Have now been fiddling with the LG HU810 for more than a week now and have dialed down my preferences. SDR was calibrated nicely after 6.5 hrs on Autocal with Calman and works well.

Dolby Vision is also now tone mapped perfectly using LLDV through the Vertex2 with LG’s Dynamic Tone Mapping turned off. I find Dolby Vision tone mapping superior to LG’s internal tone mapping. In the Vertex2, I’m using a custom DV string at 110 nits, which I measured as my projector’s peak brightness during the HDR calibration with Calman. Tested using ATV4K, Firestick Max and Panny UB820 using S&M disc. All working well. LG’s dynamic tone mapping is slightly better at curing blown highlights of bright scenes, but LLDV is much better overall with both bright and dark scenes. Disney+, Paramount+, Netflix and Prime Video all being tone mapped perfectly.

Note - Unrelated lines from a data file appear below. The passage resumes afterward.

PR #1010, opened 2026-02-06
Preserve observables' UUID in (de)serialization and Results.aggregate

### LINKED ISSUE #1009: Preserve observable's UUID in Results
Every `Observable` has an UUID attached at instantiation. This was originally added to have a unique correspondence between an observable and its entry in `Results`, since:

1. What an observable measures can depend on its arguments - critically so in state- or operator-dependent observables like `Fidelity` and `Expectation`
2. Robust hashing of any callback/observable was deemed unfeasible

To avoid having the user interact with an observable's UUID directly, methods like `Results.get_result(observable: Observable)` take the observable instance and access its UUID to find the corresponding result (if present) - the idea being that they can use the same object they created and gave to `EmulationConfig` to retrieve the corresponding results, thus avoiding all ambiguity.

## Problem

The problem is that the config's observable's UUID is **being lost** in certain cases:

1. Serialization/deserialization: We currently don't include the original UUID in the serialized object and have the deserialized instance just create a new UUID.

**Solution**: we could simply start preserving the UUID in serialization/deserialization by including it in the observable's abstract repr.

2. Results aggregation: when aggregating multiple results, the tags are preserved but a new UUID is created.

**Solution**: First, we must start ensuring that the observable UUIDs over the multiple results match, not just their tags. Then, we can take the matching UUID instead of creating a new one.

*Side note*: 
The fact that we aggregate by matching only tags can be in itself error prone (e.g. if aggregating by the `fidelity` tag `Results` that actually correspond to different `Fidelity` observables). However, I can also see value in it e.g. when storing results over multiple sessions to later aggregate.
 
To accommodate, I suggest we add a `match_uuids: bool` flag to `Results.aggregate()` that can even be `False` by default but, crucially, **should  be `True` when we automatically aggregate within a backend**.

HGSilveri:
- Updates the observables' JSON schema to support an "uuid" field (not required for backwards compatibility)
- Includes the UUID in the serialization of every observable
- Preserve the UUID in `Results.aggregate` when it is common to all results

Closes #1009

### DIFF
--- a/pulser-core/pulser/backend/results.py
+++ b/pulser-core/pulser/backend/results.py
@@ -273,6 +273,13 @@ class Results:
         where the counters are joined.
         StateResult and EnergyVariance are not supported by default.
 
+        Warning:
+            The ability to access a result from an observable instance
+            (e.g. via Results.get_result(obs)) is only preserved if all
+            aggregated results originated from the same observable instance.
+            When that is not the case, the aggregated result can still
+            be accessed via the observable's tag.
+
         Args:
             results_to_aggregate: The list of Results to aggregate
 
@@ -383,7 +390,14 @@ class Results:
                     "incompatible simulations: "
                     f"the times for `{tag}` are not all the same."
                 )
-            uid = uuid.uuid4()
+
+            _uuids = set(res._tagmap[tag] for res in results_to_aggregate)
+            if len(_uuids) == 1:
+                # Preserve the UUID when all results share the same
+                uid = list(_uuids)[0]
+            else:
+                # Otherwise, create a new one
+                uid = uuid.uuid4()
 
             for t in result_0.get_result_times(tag):
                 v = aggregation_function(
--- a/pulser-core/pulser/backend/observable.py
+++ b/pulser-core/pulser/backend/observable.py
@@ -114,6 +114,7 @@ class Observable(Callback):
             "observable": self._base_tag,
             "evaluation_times": self.evaluation_times,
             "tag_suffix": self._tag_suffix,
+            "uuid": str(self._uuid),
         }
 
     @property
--- a/pulser-core/pulser/json/abstract_repr/backend.py
+++ b/pulser-core/pulser/json/abstract_repr/backend.py
@@ -2,6 +2,7 @@
 
 from __future__ import annotations
 
+import uuid
 from typing import TYPE_CHECKING, Type, TypeVar
 
 from pulser.backend.default_observables import (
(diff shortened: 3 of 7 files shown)


a-quelle-pasqal (approved):
I'm okay with this

a-corni:
Tackles first point of #1009

a-corni (approved):
LGTM

pulser-core/pulser/backend/results.py
```diff
@@ -273,6 +273,13 @@ def aggregate(
         where the counters are joined.
         StateResult and EnergyVariance are not supported by default.
 
+        Warning:
+            The ability to access a result from an observable instance
+            (e.g. via Results.get_result(obs)) is only preserved if all
+            aggregated results originated from the same observable instance.
+            When that is not the case, the aggregated result can still
+            be accessed via the observable's tag.
```
a-corni: I have the feeling this "same" can be a bit misleading:
```suggestion
            The ability to access a result from an observable instance
            (e.g. via Results.get_result(obs)) is only preserved if all
            aggregated results originated from this observable instance `obs`.
            When that is not the case, the aggregated result can still
            be accessed via the observable's tag.
```

pulser-core/pulser/backend/results.py
```diff
@@ -383,7 +390,14 @@ def aggregate(
...
                 )
-            uid = uuid.uuid4()
+
+            _uuids = set(res._tagmap[tag] for res in results_to_aggregate)
+            if len(_uuids) == 1:
+                # Preserve the UUID when all results share the same
+                uid = list(_uuids)[0]
+            else:
+                # Otherwise, create a new one
+                uid = uuid.uuid4()
```
a-corni, line 400: - Should we raise a UserWarning, as mentioned in the docstring ?
- Another option is to aggregate with the uuid of the first observable, which can help for the `get_result(obs)` ?

HGSilveri: - I think a UserWarning is too loud, when a user is manually aggregating results from different emulations they should not expect references via one particular observable instance to work anyway (and the docstring is already there to remind them of this). Worst case, they still try to access via the observable, fail and then just use the tag instead
- That we would introduce the notion that the order of the results to aggregate matters. I don't think it's sound enough to justify the change of behavior, I think in this case not choosing and just going for a new UUID makes more sense

a-corni: - I agree
- I am enclined to say it would be an arrangement. Let's forget this.

a-corni (approved):

a-quelle-pasqal (approved):
LGTM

The only reason I would switch to SDR is for 4,000 nit MaxCLL HDR10 video, which is not common given that almost everything is being released in Dolby Vision. Just got in the UHD Blu Ray of Jack Synder’s Justice League in HDR10, which might be one of these bright HDR discs not in Dolby Vision. May be first movie I have to turn on SDR.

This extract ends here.